Conversion of lat-Lon rasters to UTM

Malcolm Williamson malcolm at cast.uark.edu
Thu Sep 17 10:32:04 EDT 1998


On Thu, 17 Sep 1998, Bruce Nielsen wrote:

(lines deleted)
> 
> Method 2:  I remember some talk about a command r.proj a couple years
> ago, but I don't know if it was ever done.  I believe Dr. Simon Cox,
> also from Australia, was working on it.  Any other old-timers remember
> this?
> 

Simon wrote a shell script called r.proj, which I will be glad to pass 
along in its 1997 flavor. Below is a brief description of it. I also 
checked the ftp site on the moon (moon.cecer.army.mil) and found a 
different r.proj, written by Martin Schroeder of the University of 
Heidelberg, which claims to work under floating-point GRASS only.

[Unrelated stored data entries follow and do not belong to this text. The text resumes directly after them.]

PR #2089, opened 2016-05-13
Bug 1253128 : Mass conversion of json to yaml

bfallonf:
Converted all the json I could find to yaml as per https://bugzilla.redhat.com/show_bug.cgi?id=1253128

@tnguyen-rh You've proven yourself a json/yaml expert. Can I ask for a review? I think there's a few times where it could be set out a little better. I'll note that I did check this all on a conversion validator:

http://jsontoyaml.com/
http://yamltojson.com/

Also, there's three times where I couldn't work it out:
- dev_guide/templates
  - The example under "[Parameters](https://docs.openshift.com/enterprise/3.2/dev_guide/templates.html#writing-parameters)"
- dev_guide/deployments
  - Everything from "[Rolling Strategy](https://docs.openshift.com/enterprise/3.2/dev_guide/deployments.html#rolling-strategy)" onwards
- using_images/db_images/mongodb
  - The example under "[Creating Deployment Configurations](https://docs.openshift.com/enterprise/3.2/using_images/db_images/mongodb.html#creating-the-deploymentconfig)"

Are you up to the task? Thanks!

### DIFF
--- a/admin_guide/scheduler.adoc
+++ b/admin_guide/scheduler.adoc
@@ -251,22 +251,21 @@ applicable nodes as evenly as possible.
 The configuration below specifies the default scheduler configuration, if it
 were to be specified via the scheduler policy file.
 ----
-{
-	"kind" : "Policy",
-	"version" : "v1",
-	"predicates" : [
-		{"name" : "PodFitsPorts"},
-		{"name" : "PodFitsResources"},
-		{"name" : "NoDiskConflict"},
-		{"name" : "MatchNodeSelector"},
-		{"name" : "HostName"}
-	],
-	"priorities" : [
-		{"name" : "LeastRequestedPriority", "weight" : 1},
-		{"name" : "BalancedResourceAllocation", "weight" : 1},
-		{"name" : "ServiceSpreadingPriority", "weight" : 1}
-	]
-}
+kind: "Policy"
+version: "v1"
+predicates: 
+  - name: "PodFitsPorts"
+  - name: "PodFitsResources"
+  - name: "NoDiskConflict"
+  - name: "MatchNodeSelector"
+  - name: "HostName"
+priorities: 
+  - name: "LeastRequestedPriority"
+    weight: 1
+  - name: "BalancedResourceAllocation"
+    weight: 1
+  - name: "ServiceSpreadingPriority"
+    weight: 1
 ----
 
 [IMPORTANT]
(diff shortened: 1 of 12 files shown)


tnguyen-rh:
@bfallonf Is there any way to configure the translation service(s) to use two space characters for each indentation level, instead of a single tab character?

tnguyen-rh:
@bfallonf 
While i'm waiting for no-tabs, i figured i'd tackle the difficult cases (the rest) that you mentioned.  I've uploaded them as [bz1253128-pr2089-the-rest.yaml.txt](https://github.com/openshift/openshift-docs/files/266609/bz1253128-pr2089-the-rest.yaml.txt).  The `.txt` extension is for the sake of GitHub, which does accept `,yaml`-named files.  You'll have to add back the callouts, of course...

bfallonf:
@tnguyen-rh I updated the rest of the files. Good job figuring out what was wrong with them. You're such a champ!

As for the tabs. Does that make them not render right? Is that breaking? I went back to fix some up and it turns out that putting two spaces into atom puts in a tab instead. I realised this when I went back to fix some I had already fixed up... i could use another editor.

tnguyen-rh:
@bfallonf Check out the `expand` utility.  In light testing, `expand -t 2 INFILE > OUTFILE` seems to work well.

bfallonf:
@tnguyen-rh Ok. I couldn't get that to work for me, but what I did do was figure out the hard-coded tab spacing happen in atom and change it to 1 space instead of 2. Then I pushed again. This should mean where everywhere there was 1 tab there is now 2 spaces. I checked in the 'files changed' tab, and this seems to be fine. 

Does this solve the issue?

admin_guide/scheduler.adoc
```diff
@@ -279,77 +286,131 @@ most, if not all, of the default predicates and priority functions listed above.
...
-}
+kind: "Policy"
+version: "v1"
+predicates:
+...
+  - 
+    name: "RequireRegion"
+    argument: 
+      labelsPresence: 
+				labels:
```
tnguyen-rh: There are tab characters here.

tnguyen-rh:
@bfallonf Getting close, but...

- There are still some tab characters, unfortunately.  They need to be converted to two spaces, each (i believe).  I added a line-comment on one of the first instances detected, but it's not the only one.  Maybe @adellape  knows how to configure atom to show tab chars prominantly?

- The other general comment is that everywhere you see:

```yaml
...
foo:
  -
    a: b
    c: d
...
```

you can safely (w/o changing semantics) delete the line break after the hyphen and the following line's indentation, resulting in:

```yaml
...
foo:
  - a: b
    c: d
...
```

The resulting style is more readable (IMHO) and in line w/ the rest of the YAML in the docs.

bfallonf:
@tnguyen-rh OK.

I spent a while taking away all the tabs and putting in spaces instead of relying on atom, which I think I should have done initially... And also took away all the line breaks. Let me know if I missed any, or you have any other suggestions.

Thanks a bunch!

dev_guide/builds.adoc
```diff
@@ -1756,16 +1747,11 @@ The *_.docker/config.json_* file is found in your home directory by default and
...
-    "https://index.docker.io/v1/": { <1>
-      "auth": "YWRfbGzhcGU6R2labnRib21ifTE=", <2>
-      "email": "user@example.com" <3>
-    }
-  }
-}
+https://index.docker.io/v1/: <1>
+  auth: "YWRfbGzhcGU6R2labnRib21ifTE=" <2>
+  email: "user@example.com" <3>
 ----
```
tnguyen-rh: I think this is missing the `auths` key. Should be:

```yaml
auths:
  https://index.docker.io/v1/:
    auth: ...
    email: ...
```

tnguyen-rh:
@bfallonf One last glitch, otherwise LGTM.

bfallonf:
/rev history/
|Various files
|Changed JSON example output to YAML. 
%

dev_guide/builds.adoc
bfallonf: Done.

bfallonf:
Thanks @tnguyen-rh . Good eyes.

I don't think any further review is required. I'll merge this.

Please note Simon's disclaimer regarding _large_ ascii intermediate 
files! Make sure that you consider the consequences of going from a 
run-length encoded binary file to an uncompressed ascii file. Also note 
that you must have s.sample on your system.

Regards,
	-Malcolm Williamson

-------
# r.proj 
#    copies a cell-map from one GRASS location to another
#    using the PROJ_INFO parameters to re-project the map
#    and the current region settings to determine the location, size and 
resolut
ion
#
#       The user must have write permissions in a couple of places
#
#       r.proj is a script:  it uses 
#       Gerry Evenden's PROJ program to convert the target cell-locations 
to 
#               the source projection
#       Darrell McCauley's s.sample program to resample the source map at 
the 
#               target cell-locations; 
#               defaults to nearest-neighbour resampling 
#                       (appropriate for "category" maps)
#               but can also use bilinear or cubic interpolation 
#                       (appropriate for "continuous" maps)
#
#       Only tested for a limited range of projections.  
#       The intermediate file is ascii so can be very large.
#       The s.sample stage takes a while (!) if the map is large.